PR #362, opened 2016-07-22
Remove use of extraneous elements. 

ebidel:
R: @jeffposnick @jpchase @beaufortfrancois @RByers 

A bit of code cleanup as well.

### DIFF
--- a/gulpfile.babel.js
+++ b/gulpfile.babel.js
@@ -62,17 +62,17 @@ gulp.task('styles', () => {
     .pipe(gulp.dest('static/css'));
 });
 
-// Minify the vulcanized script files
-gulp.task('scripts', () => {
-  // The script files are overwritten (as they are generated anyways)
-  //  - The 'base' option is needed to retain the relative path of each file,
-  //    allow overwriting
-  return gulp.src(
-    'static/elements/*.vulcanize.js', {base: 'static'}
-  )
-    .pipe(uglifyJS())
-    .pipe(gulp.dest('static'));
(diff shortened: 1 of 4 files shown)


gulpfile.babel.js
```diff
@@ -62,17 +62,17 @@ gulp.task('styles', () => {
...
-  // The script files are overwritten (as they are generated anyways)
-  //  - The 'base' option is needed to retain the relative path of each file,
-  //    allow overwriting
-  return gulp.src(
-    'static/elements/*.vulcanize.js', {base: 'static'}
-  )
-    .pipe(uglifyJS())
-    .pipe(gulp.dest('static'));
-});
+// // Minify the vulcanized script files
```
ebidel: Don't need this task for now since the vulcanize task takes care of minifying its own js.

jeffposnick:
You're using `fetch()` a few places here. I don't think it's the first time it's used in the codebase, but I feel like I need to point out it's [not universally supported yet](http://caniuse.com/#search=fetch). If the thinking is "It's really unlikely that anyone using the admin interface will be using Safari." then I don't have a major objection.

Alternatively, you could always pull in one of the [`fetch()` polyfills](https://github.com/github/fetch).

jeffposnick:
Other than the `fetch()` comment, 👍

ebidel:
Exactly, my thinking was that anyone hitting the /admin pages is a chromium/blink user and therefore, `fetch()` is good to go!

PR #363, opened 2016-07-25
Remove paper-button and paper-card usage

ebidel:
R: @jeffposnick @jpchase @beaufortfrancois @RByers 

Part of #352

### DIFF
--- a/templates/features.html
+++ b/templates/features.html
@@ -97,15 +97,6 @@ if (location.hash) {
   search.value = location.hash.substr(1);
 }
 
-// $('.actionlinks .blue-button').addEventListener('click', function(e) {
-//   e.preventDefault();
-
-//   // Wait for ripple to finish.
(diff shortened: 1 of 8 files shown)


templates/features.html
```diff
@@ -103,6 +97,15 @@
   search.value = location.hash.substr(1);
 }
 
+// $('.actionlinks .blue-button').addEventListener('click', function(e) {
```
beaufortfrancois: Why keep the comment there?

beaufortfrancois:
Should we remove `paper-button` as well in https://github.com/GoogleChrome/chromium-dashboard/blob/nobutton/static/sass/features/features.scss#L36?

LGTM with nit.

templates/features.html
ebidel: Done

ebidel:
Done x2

......

▸ About this task
What you need to do is retype all the entries exactly as written.

▸ Exercise solution
PR #362, opened 2016-07-22
Remove use of extraneous elements. 

ebidel:
R: @jeffposnick @jpchase @beaufortfrancois @RByers 

A bit of code cleanup as well.

### DIFF
--- a/gulpfile.babel.js
+++ b/gulpfile.babel.js
@@ -62,17 +62,17 @@ gulp.task('styles', () => {
     .pipe(gulp.dest('static/css'));
 });
 
-// Minify the vulcanized script files
-gulp.task('scripts', () => {
-  // The script files are overwritten (as they are generated anyways)
-  //  - The 'base' option is needed to retain the relative path of each file,
-  //    allow overwriting
-  return gulp.src(
-    'static/elements/*.vulcanize.js', {base: 'static'}
-  )
-    .pipe(uglifyJS())
-    .pipe(gulp.dest('static'));
(diff shortened: 1 of 4 files shown)


gulpfile.babel.js
```diff
@@ -62,17 +62,17 @@ gulp.task('styles', () => {
...
-  // The script files are overwritten (as they are generated anyways)
-  //  - The 'base' option is needed to retain the relative path of each file,
-  //    allow overwriting
-  return gulp.src(
-    'static/elements/*.vulcanize.js', {base: 'static'}
-  )
-    .pipe(uglifyJS())
-    .pipe(gulp.dest('static'));
-});
+// // Minify the vulcanized script files
```
ebidel: Don't need this task for now since the vulcanize task takes care of minifying its own js.

jeffposnick:
You're using `fetch()` a few places here. I don't think it's the first time it's used in the codebase, but I feel like I need to point out it's [not universally supported yet](http://caniuse.com/#search=fetch). If the thinking is "It's really unlikely that anyone using the admin interface will be using Safari." then I don't have a major objection.

Alternatively, you could always pull in one of the [`fetch()` polyfills](https://github.com/github/fetch).

jeffposnick:
Other than the `fetch()` comment, 👍

ebidel:
Exactly, my thinking was that anyone hitting the /admin pages is a chromium/blink user and therefore, `fetch()` is good to go!

PR #363, opened 2016-07-25
Remove paper-button and paper-card usage

ebidel:
R: @jeffposnick @jpchase @beaufortfrancois @RByers 

Part of #352

### DIFF
--- a/templates/features.html
+++ b/templates/features.html
@@ -97,15 +97,6 @@ if (location.hash) {
   search.value = location.hash.substr(1);
 }
 
-// $('.actionlinks .blue-button').addEventListener('click', function(e) {
-//   e.preventDefault();
-
-//   // Wait for ripple to finish.
(diff shortened: 1 of 8 files shown)


templates/features.html
```diff
@@ -103,6 +97,15 @@
   search.value = location.hash.substr(1);
 }
 
+// $('.actionlinks .blue-button').addEventListener('click', function(e) {
```
beaufortfrancois: Why keep the comment there?

beaufortfrancois:
Should we remove `paper-button` as well in https://github.com/GoogleChrome/chromium-dashboard/blob/nobutton/static/sass/features/features.scss#L36?

LGTM with nit.

templates/features.html
ebidel: Done

ebidel:
Done x2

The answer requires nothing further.